The following week he arrives at the clinic to have his hearing tested. The technician immediately tells him the $300 aid won’t be suitable for him. Of course, there are other options. He shows George two sample hearing aids. One model is $6,000—the other is $3,000. George can’t afford the more expensive one. And he’s not sure about committing to paying ten times what he believed the hearing aid would cost him—especially since there is no way to test this model on-site that day.

But the technician who is also the salesperson prides himself on being good at his job. Half an hour later George finds himself sitting on a bench outside the shop clutching a receipt for the deposit on the $3,000 hearing aid that will arrive next week. He’s still not sure if it will work for him or if he wants it at all.

The salesperson thinks he got a good result. He’ll see a boost in his commissions at the end of the month. The store manager will likely congratulate him on a job well done. He did close the sale after all.

Many of the hard metrics we use to assess if we’ve done a good job are crude and unreliable. Often the best measure of work we can be proud of are the soft metrics that are overlooked and harder to measure.

How we get results is as important as the results themselves.

Image by Nick Cooper

On Experience


Every time we approach a new problem we believe we have to come at it with fresh eyes. Sometimes that is true. But we mustn’t ignore our lived experience.

Whatever challenge or goal is in front or ahead of us, it’s worth remembering the resources we called on to get where we needed or wanted to go in the past.

We can still call on them today.

Our past resourcefulness gives us insights we can leverage now and in the future.

Image by Jukan Tateisi

The Right Thing

Long before digital platforms, social media and online reviews we’ve had the incentive to do the right thing.

The need for the protection of our tribe and a sense of belonging to our community meant we adhered to rules and norms for the benefit of the collective good. We needed to do right by others, not just ourselves if we wanted to belong. In the past, it was difficult to say one thing and do another.

In a digital world, this is not the case. We can pay lip service in public on occasion without doing the hard, often unseen work of caring every day.

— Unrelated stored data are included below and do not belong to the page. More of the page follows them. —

PR #937, opened 2017-10-30
Add table.combine()

SE2Dev:
Add table.combine(), a function which combines the behaviors of table.merge() and table.join() to combine multiple tables, but append indexed elements rather than overwrite them.

### DIFF
--- a/src/base/table.lua
+++ b/src/base/table.lua
@@ -373,6 +373,25 @@
 	end
 
 
+--
+-- Combines multiple tables by adding the key-value associations from one table to another
+-- then adding indexed values (essentially a combined table.merge() & table.join()
+-- Returns the resulting merged table
+--
+
+	function table.combine(...)
+	    -- Merge the keyed values
+	    local result = table.merge(...)
+	    -- Append the indexed values
+	    local joined = table.join(...)
+	    for i, v in ipairs(joined) do
+	        result[i] = v
+	    end
+
+	    return result
+	end
+
+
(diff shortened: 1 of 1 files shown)


starkos:
I think I would be inclined to add this to one of the other functions, instead of having three. @tvandijck and @samsinsane, any thoughts?

tvandijck:
My only hesitance is that table is getting big and hard to follow with function that have somewhat 'clear' names, but not very self-documenting...

both `join`, `merge` and `combine` all by name to me do the same thing, but none of them actually do, and are slightly different. It's already bad that `join` and `merge` exist, adding a third just makes it worse... 

Looking at the implementation of all:
- `join` should be `table.concat`, or something like that.
- `merge` is actually doing a  join in the 'mathematical' sense.
- `combine` is somewhat hard to describe to be honest, I'm not exactly sure.

if we take a step further, I think some table operations are 'array' operations, and some are 'map/table' operations. `table.join` is currently an array operation, so it could maybe even be `array.concat`.

starkos:
I would like to create more "strict" collection classes/namespaces at some point. Array is definitely one; I think there may be opportunities to optimize performance for array operations. I'd also like to formalize a "set", which we use quite a lot (an array that can only have one of each unique value).

So it sounds like this would be better just dropped right into `table.merge()` then?

samsinsane:
I'm going to close this off, please feel free to reopen.

PR #944, opened 2017-11-09
C++0x dialect support

TurkeyMan:
Useful on machines with old compilers


src/tools/gcc.lua
```diff
@@ -135,9 +135,12 @@
 		},
 		cppdialect = {
 			["C++98"] = "-std=c++98",
+			["C++0x"] = "-std=c++0x",
 			["C++11"] = "-std=c++11",
+			["C++1y"] = "-std=c++1y",
 			["C++14"] = "-std=c++14",
-			["C++17"] = "-std=c++1z",
+			["C++1z"] = "-std=c++1z",
+			["C++17"] = "-std=c++1z", -- TODO: will the actual standard be 'c++17'?
```
samsinsane: According to [this](https://gcc.gnu.org/onlinedocs/gcc/Standards.html):
> The C++ language was further revised in 2017 and ISO/IEC 14882:2017 was published. This is referred to as C++17, and before publication was often referred to as C++1z. GCC supports all the changes in the new specification. For further details see https://gcc.gnu.org/projects/cxx-status.html#cxx1z. Use the option -std=c++17 to select this variant of C++. 

So yes, it should be changed to `c++17`.

src/_premake_init.lua
```diff
@@ -754,8 +754,11 @@
 		allowed = {
 			"Default",
 			"C++98",
+			"C++0x",
 			"C++11",
+			"C++1y",
 			"C++14",
+			"C++1z",
```
samsinsane: Unless I'm mistaken, don't these all have `gnu++` equivalents that should be supported too?

TurkeyMan: Dun fixed it.

PR #947, opened 2017-11-12
Fixed a bug with gmake2 not generating compiler macros when using gcc.

Gereld:
gcc.gettoolname returns nil for gcc toolset. As a result gmake2 doesn't generate compiler macros (CC=gcc, CXX=g++, etc...).

### DIFF
--- a/src/tools/gcc.lua
+++ b/src/tools/gcc.lua
@@ -502,5 +502,5 @@
 		if (cfg.gccprefix and gcc.tools[tool]) or tool == "rc" then
 			return (cfg.gccprefix or "") .. gcc.tools[tool]
 		end
-		return nil
+		return gcc.tools[tool]
 	end


Gereld:
On a second thought, I think not defining CC, CXX and AR in the makefile is done by design. It makes sense on Linux where those environement variables are usually set. But on Windows, they are not. As a result, invoking "premake5 gmake2" or "premake5 gmake2 --cc=gcc" will still leave them unset. Thus you can't use the generated makefile on Windows.
In my opinion, the solution is to sort this out in the makefile by testing, for example, if CC is set, if not output the "CC=gcc" statement.

tvandijck:
Tests are failing, so until that time we can't merge this... other then that, I don't really have an opinion about whether this is a good change or not... I have no issues with it personally.

PR #951, opened 2017-11-28
Add support for `targetextension` in xcode4

tempura-sukiyaki:


modules/xcode/xcode_common.lua
```diff
@@ -892,11 +892,15 @@
 			settings['EXECUTABLE_PREFIX'] = cfg.buildtarget.prefix
 		end
 
-		--[[if cfg.targetextension then
+		if cfg.kind ~= "ConsoleApp" and cfg.targetextension then
```
samsinsane: Is there any particular reason why a `ConsoleApp` can't specify a `targetextension`? `app.out` for example?

src/_premake_init.lua
```diff
@@ -1655,6 +1655,9 @@
 
 	-- Add variations for other Posix-like systems.
 
+	filter { "system:MacOSX", "kind:WindowedApp" }
+		targetextension ".app"
```
samsinsane: Could this also apply to `system:ios`?

src/base/config.lua
```diff
@@ -49,10 +49,14 @@
 		local bundlepath = ""
 
 		if cfg.system == p.MACOSX and kind == p.WINDOWEDAPP then
```
samsinsane: Could this also apply to `p.iOS`?

src/base/config.lua
```diff
@@ -49,10 +49,14 @@
...
-			bundlename = basename .. ".app"
+			bundlename = basename .. extension
 			bundlepath = path.join(bundlename, "Contents/MacOS")
 		end
 
+		if cfg.system == p.MACOSX and kind == p.CONSOLEAPP then
```
samsinsane: Same comment as before, is there any reason why we're being so hostile towards `ConsoleApp`?

modules/xcode/xcode_common.lua
tempura-sukiyaki: In xcode there is practically no way to add extensions at ConsoleApp.
Even if you put values in `WRAPPER_EXTENTION` or` EXECUTABLE_EXTENSION`, the product has no extension.

samsinsane: Oh ok, interesting. Thanks for the clarification!

src/base/config.lua
tempura-sukiyaki: It was the same reason I wrote above.
However, it is not good as it fails the test in this part.

src/_premake_init.lua
tempura-sukiyaki: I did not specifically think about `system: ios`.
Probably it is better to apply.

src/base/config.lua
tempura-sukiyaki: I did not specifically think about `system: ios`.
Probably it is better to apply.

src/_premake_init.lua
tempura-sukiyaki: Even if `_TARGET_OS` is set to `ios`, the generated project seems to be correct, but should I modify something by myself?
(e.g. `fliter { "system:macosx or ios", "kind:WindowedApp" }`)

PR #952, opened 2017-11-28
Add support for `targetextension` in xcode4

tempura-sukiyaki:
I'm sorry I closed the last pull request, even though you commented.

> Is there any particular reason why a `ConsoleApp` can't specify a `targetextension`? `app.out` for example?

There is no way to add extensions to `ConsoleApp` in Xcode.
Even if you put values in `WRAPPER_EXTENSION` or `EXECUTABLE_EXTENSION`, the product has no extension.

> Could this also apply to `system:ios`?

I did not specifically think about `system:ios`.
This can also apply to `system:ios`.


TurkeyMan:
LGTM, but I don't know about XCode...

samsinsane:
Why didn't I merge this...

PR #955, opened 2017-11-29
change objdir to use more unique variant

tvandijck:
This change the objdir for each configuration to use a more consistent and more descriptive value.
It allows for multiple platforms, architectures, toolsets and configurations to all build concurrently.

We've ran into issues where two machines building to the same network share clobbered each others folders with .o & .obj files, because when running premake on linux it no longer considers the windows configurations, and so generates the same output folders.

By creating a more 'unique' variant name, we fixed that issue.

### DIFF
--- a/contrib/luashim/luashim.c
+++ b/contrib/luashim/luashim.c
@@ -851,7 +851,7 @@ void shimInitialize(lua_State* L)
 
 	// Find the 'SHIM' entry in the registry.
 	const Table* reg = hvalue(&G(L)->l_registry);
-	const Node* n = findNode(reg, 'SHIM');
+	const Node* n = findNode(reg, 0x5348494D /* 'SHIM' */);
 	assert(n != NULL);
 
 	g_shimTable = (const LuaFunctionTable_t*)n->i_val.value_.p;
--- a/modules/codelite/tests/test_codelite_config.lua
+++ b/modules/codelite/tests/test_codelite_config.lua
@@ -16,6 +16,8 @@
 	local wks, prj, cfg
 
 	function suite.setup()
+		_TARGET_OS="linux"
+
 		p.action.set("codelite")
 		p.indent("  ")
 		wks = test.createWorkspace()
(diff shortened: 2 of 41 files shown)


TurkeyMan:
So... this seems fine, except that it deviates from VS default project output. These paths are nothing like VS would ever emit by default.
I think we need everyone's buy-in to make this change...

tvandijck:
oh I agree, it's somewhat controversial for sure... it just fixes a bunch of issues we've been seeing, and overall we've been using this particular 'schema' for the last 3 years with great success...

ratzlaff:
Here at the company I work for, we specify non-default output locations for every platform as well (for different reasons), the configuration to do so is just not baked into the premake5 executable.

I am not a fan of those directory names as default, but that is just a personal opinion. As long as I can still override the defaults, I would not expect my current premake5 configuration to be any different.

samsinsane:
Yeah, I'm not sure about this for defaults. For example, our SDK emits to `Lib` and `Lib/Debug`, then the files themselves are named based on things, `udSDK.vc$(PlatformToolsetVersion).dll`, or something like this. So, there's people out there who don't put things in folders and instead have 20 binaries for all the different platforms in a single folder.

Personally, I prefer the properly named approach. However, I feel like your solution is great for a package server, but in the event you've just dump the SDK into your repo, specifying a single `libdirs` entry isn't really possible? Windows has the toolset specified, Linux doesn't. I'd prefer to just specify a single entry, `%{os}-%{toolset}-%{platform}-%{configuration}` is nice and simple. (Assume each of those is the correct token.)

Also, would be nice to have a way to know what Linux distro the binary is built for, but that's probably outside the scope of this PR.

starkos:
I agree that the change is needed, but also don't like these defaults.

For object directories, I'd be happy enough if you changed `obj/windows-clang-debug` to `obj/Debug/Windows/Clang` to better match Visual Studio's defaults. Most people bootstrapping a new project aren't going to care too much about the obj folder tree, and those that have a standard will need to configure it themselves anyway.

For binary directories, I think the Premake default should really be doing the minimum necessary. Per the other comments, most people will already have opinions on how to configure this anyway.

Perhaps, for the binary directories, there is a way to better support company-wide settings? So someone could create a script like (untested):

```lua
-- Defaults for project binary outputs
targetdir 'bin/%{cfg.platform}-%{cfg.toolset}-%{cfg.configuration}'
```

…and place it somewhere in the environment and have it picked up by all developers, so it doesn't need to be manually added to every project? We have a system script and search paths now, but maybe there is a better solution?

starkos:
There seems to be consensus that better defaults would be good, but something other than proposed by this PR. Can this be closed, or would someone like to run with it?

tvandijck:
@TurkeyMan can you delete this branch from the Blizzard repo (Blizzard:variants)

PR #2283, opened 2024-10-03
Miscelanneous cleanups

tritao:
**What does this PR do?**

Just a couple of minor cleanups and improvements I've accumulated while working on the codebase.

None intended.

### DIFF
--- a/src/base/api.lua
+++ b/src/base/api.lua
@@ -1143,25 +1143,6 @@
 
 
 ---
--- Start a new block of configuration settings, using the old, "open"
--- style of matching without field prefixes.
----
-
-	function configuration(terms)
-		-- Sep 16 2021
-		premake.warnOnce("configuration", "`configuration` has been deprecated; use `filter` instead (https://premake.github.io/docs/Filters/)")
-		if terms then
-			if (type(terms) == "table" and #terms == 1 and terms[1] == "*") or (terms == "*") then
-				terms = nil
-			end
-			configset.addblock(api.scope.current, {terms}, os.getcwd())
-		end
-		return api.scope.current
-	end
-
-
-
----
 -- Start a new block of configuration settings, using the new prefixed
 -- style of pattern matching.
 ---
--- a/src/host/path_join.c
+++ b/src/host/path_join.c
@@ -5,6 +5,7 @@
 */
 
 #include "premake.h"
+#include <assert.h>
 #include <string.h>
 #include "path_isabsolute.h"
 
@@ -150,6 +151,17 @@ int path_has_deferred_join(lua_State* L)
 	return 1;
 }
 
+// Copy string "in" with at most "insz" chars to buffer "out", which
+// is "outsz" bytes long. The output is always 0-terminated. Unlike
+// strncpy(), strncpy_t() does not zero fill remaining space in the
+// output buffer:
+// Credit: https://stackoverflow.com/a/58237928
+static char* strncpy_t(char* out, size_t outsz, const char* in, size_t insz){
+    assert(outsz > 0);
+    while(--outsz > 0 && insz > 0 && *in) { *out++ = *in++; insz--; }
+    *out = 0;
+    return out;
+}
 
 int path_resolve_deferred_join(lua_State* L)
 {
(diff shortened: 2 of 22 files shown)


src/host/path_join.c
```diff
@@ -150,6 +150,11 @@ int path_has_deferred_join(lua_State* L)
 	return 1;
 }
 
+#ifdef __GNUC__
+/* avoid GCC warning below: 'strncpy' output truncated before terminating nul copying... */
```
samsinsane, line 154: I think this warning might be highlighting a problem with our usage of `strncpy`. `strncpy(inBuffer, path, len)` is 100% wrong since `len` is based on the length of `path`, which makes it identical to `strcpy(inBuffer, path)`. What we want is to limit the copy by the length of the buffer, `strcpy(inBuffer, path, sizeof(inBuffer))`. If you change it to that, does it still emit the warning? Might need a `-1` on the size, but I don't think so.

src/base/api.lua
```diff
@@ -1148,8 +1148,12 @@
 ---
 
 	function configuration(terms)
+		local caller =  filelineinfo(2)
 		-- Sep 16 2021
-		premake.warnOnce("configuration", "`configuration` has been deprecated; use `filter` instead (https://premake.github.io/docs/Filters/)")
+		premake.warnOnce("configuration", "`configuration` has been deprecated; use `filter` instead (https://premake.github.io/docs/Filters/) @%s\n", caller)
+		if api._deprecations == "error" then
+			error("deprecation errors enabled", 3)
```
samsinsane, line 1155: I think 5 years might be long enough for the deprecation, you can probably just remove the function now...

src/_premake_init.lua
```diff
@@ -274,7 +274,7 @@
 		kind = "string",
 		allowed = {
 			"Default",
-			"c7",
+			p.C7,
```
samsinsane, line 277: Is there a reason to have `p.C7` over treating it like most other API values? Since nothing else seems to work like that, I assume it's a relic of premake4 or even earlier and can probably just be removed instead (the variable `p.C7`, not the value `"c7"`).

samsinsane (changes requested):
As annoying as it might be to submit these individually, I think that might have been the better option. Happy to keep working within the one PR though, but up to you.

src/host/premake.c
```diff
@@ -287,12 +287,14 @@ static void setErrorColor(lua_State* L)
...
-void printLastError(lua_State* L)
+void premake_handle_lua_error(lua_State* L)
 {
 	const char* message = lua_tostring(L, -1);
 	int oldColor = term_doGetTextColor();
 	setErrorColor(L);
-	printf(ERROR_MESSAGE, message);
+	/* avoid printing a double Error: prefix for premake.error() messages */
+	int has_error_prefix = strncmp(message, "** Error:", 9) == 0;
+	printf(has_error_prefix ? "%s\n" : ERROR_MESSAGE, message);
```
Jarod42, line 297: Possibly
```suggestion
	int has_error_prefix = strncmp(message, "** Error:", 9) == 0;
	printf(ERROR_MESSAGE, has_error_prefix  ? message + 9 : message);
```

Jarod42 (approved):

src/host/path_join.c
samsinsane: `strncpy` should copy the null terminator, so the only time that `inBuffer[x] = '\0'` is needed is when `path` is larger than `inBuffer`, so `inBuffer[sizeof(inBuffer) - 1] = '\0'` should always be correct.

So, I'm pretty sure the final solution would have been:
```c
strncpy(inBuffer, path, sizeof(inBuffer));
inBuffer[sizeof(inBuffer) - 1] = '\0';
```

I am concerned with potential bugs in the `strncpy_t` you've got, maybe not in the current version but if someone comes along in the future and changes it at all. However, I'm happy to merge it as-is since there is a comment there with a link to the original version of the function which should be a hint to not modify the function.

> Also C11 has `strcpy_s` which is also interesting, but doesn't provide enough guarantees as the new proposed fix.

My understanding of the `_s` functions is that they're optional and they're mostly not implemented. In addition to that, they're different to the Microsoft ones which have existed longer, and obviously, won't be replaced.

samsinsane:
> But I'll keep it in mind for the next ones and figure out a better workflow, I think using the GH tool it's possible to open PRs directly from the CLI, which should ease the pain a bit.

I've been using TortoiseGit for about a decade now, I'd recommend checking it out if you haven't already. It integrates with the Windows shell, but I generally just operate out of the log window when doing git operations. After pushing it provides a link to create a PR but this should be pretty standard now since I'm pretty sure it's part of the server response message now.

samsinsane (approved):

PR #2284, opened 2024-10-03
Fix `os.host` for Cosmopolitan build

tritao:
**What does this PR do?**

Fixes `os.host` for Cosmopolitan build

Also a minor cleanup where `_TARGET_OS` is moved to Lua which would have prevented this bug in the first place.

Should we still leave an assignement to `_TARGET_ARCH = nil` just for documentation sake that it exists?

### DIFF
--- a/src/_premake_main.lua
+++ b/src/_premake_main.lua
@@ -8,8 +8,11 @@
 	local versionhelp   = "premake5 (Premake Build Script Generator) %s"
 	local startTime     = os.clock()
 
--- set a global.
+-- set main globals.
 	_PREMAKE_STARTTIME = startTime
+
+	-- default the target OS to the host OS
+	_TARGET_OS = os.host()
 
 -- Load the collection of core scripts, required for everything else to work
 
--- a/src/host/os_host.c
+++ b/src/host/os_host.c
@@ -6,8 +6,30 @@
 
 #include "premake.h"
 
+#if PLATFORM_COSMO
+#include <cosmo.h>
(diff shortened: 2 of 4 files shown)


src/_premake_main.lua
```diff
@@ -179,7 +182,14 @@
...
 	function m.prepareAction()
-		p.action.set(_ACTION)
+		if _ACTION then
+			p.action.set(_ACTION)
+		else
+			local action = p.action.default()
+			if action then
+				p.action.set(action.trigger)
+			end
+		end
```
samsinsane, line 192: This seems unrelated to the rest of the PR?

src/_premake_main.lua
```diff
@@ -245,7 +255,7 @@
 
 			local action = p.action.current()
 			if not action then
-				print("Error: no such action '" .. _ACTION .. "'")
+ 				print("Error: no such action '" .. _ACTION .. "'")
```
samsinsane, line 258: Accidental space at the start of the line?

src/_premake_main.lua
```diff
@@ -300,6 +310,10 @@
 ---
 
 	function m.postBake()
+		if not p.action.isConfigurable() then
+			return
+		end
+
```
samsinsane, line 316: Seems unrelated to the rest of the PR?

samsinsane (changes requested):

Jarod42 (approved):

samsinsane (approved):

There’s a difference between being seen to do the right thing and doing the right thing. Everyday actions speak louder than occasional words.

Image by Dan Meyers

The Human Touch

The woman on the other end of the line at the call centre hesitates. The change in her tone of tells me she doesn’t know the answer to my question. She hesitates. I hear the doubt in her voice. She’s having to go off script, and she’s terrified. She’s trained to answer only certain queries as quickly and efficiently as possible.

Her job is to funnel people to the right email address and move on to processing the next incoming call. She doesn’t know what to do next. And she hasn’t been encouraged to say: ‘I don’t know.’ or ‘I’m not sure, but I will find out for you.’

Our greatest fear when we are anxious or dissatisfied is that we will not be seen, or worse, that we will be ignored. What we want in those moments isn’t the right answer, right away. We want empathy—to be treated with humanity.

When our systems are designed to deliver and do the opposite communication breaks down. We fail everyone in situations where we prioritise efficiency over humanity. It isn’t just the people we serve who lose when we stop being human. When we are empowered to do work we’re proud of, everyone wins.